Probability of collision in nonlinear dynamics by moment propagation
Théo Verhelst, Giacomo Acciarini, Dario Izzo, Francesco Biscani
TL;DR
The paper tackles the problem of estimating collision probabilities between spacecraft under nonlinear dynamics and non-Gaussian initial uncertainties. It introduces a semi-analytical framework that propagates initial-state moments to the closest-approach event manifold using a high-order Taylor map and then reconstructs a univariate PDF from these moments via orthogonal polynomials; the collision probability is obtained by integrating the PDF of the squared distance up to $R^2$, with closed-form results for common reference distributions. The approach is general, avoiding Gaussian or linearization assumptions, and is evaluated against Akella and Taylor Monte Carlo methods on real-world January 2022 conjunctions, showing robust accuracy and efficiency. The method has broad applicability to uncertainty quantification in deterministic dynamical systems and offers potential extensions to multivariate PDFs and higher-dimensional event manifolds.
Abstract
Estimating the probability of collision between spacecraft is crucial for risk management and collision-avoidance strategies. Current methods often rely on Gaussian assumptions and simplifications, which can be inaccurate in highly nonlinear scenarios. This paper presents a general and efficient approach for computing collision probabilities without relying on such assumptions. Using high-order multivariate Taylor polynomials, we propagate statistical moments of initial uncertainties to the point of closest approach between the spacecraft.
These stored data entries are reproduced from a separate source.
PR #513, opened 2020-05-14
Add injected grpc method

### LINKED ISSUE #503: New info API for chaosfs sidecar

yeya24:

Fixes #503 

Added a new grpc method `Injected` to return whether chaosfs sidecar is injected or not.

Checklist:
- [x] code updated
- [x] proto file updated
- [x] tests added
- [x] e2e updated


cwen0:
@fewdan @Yisaer PTAL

To compute the probability of collision, we derive a semi-analytical expression for the probability density function (PDF) of the closest approach distance, inferred from the propagated moments using orthogonal polynomials. Tested on various short-term and long-term encounters in low-Earth orbit, our method accurately handles nonlinear dynamics, non-Gaussian uncertainties, and irregular distributions. This versatile framework advances space situational awareness by providing precise collision probability estimates in complex dynamical environments. Moreover, our methodology applies to any dynamical system with uncertainty in its initial state and is therefore not restricted to collision probability estimation.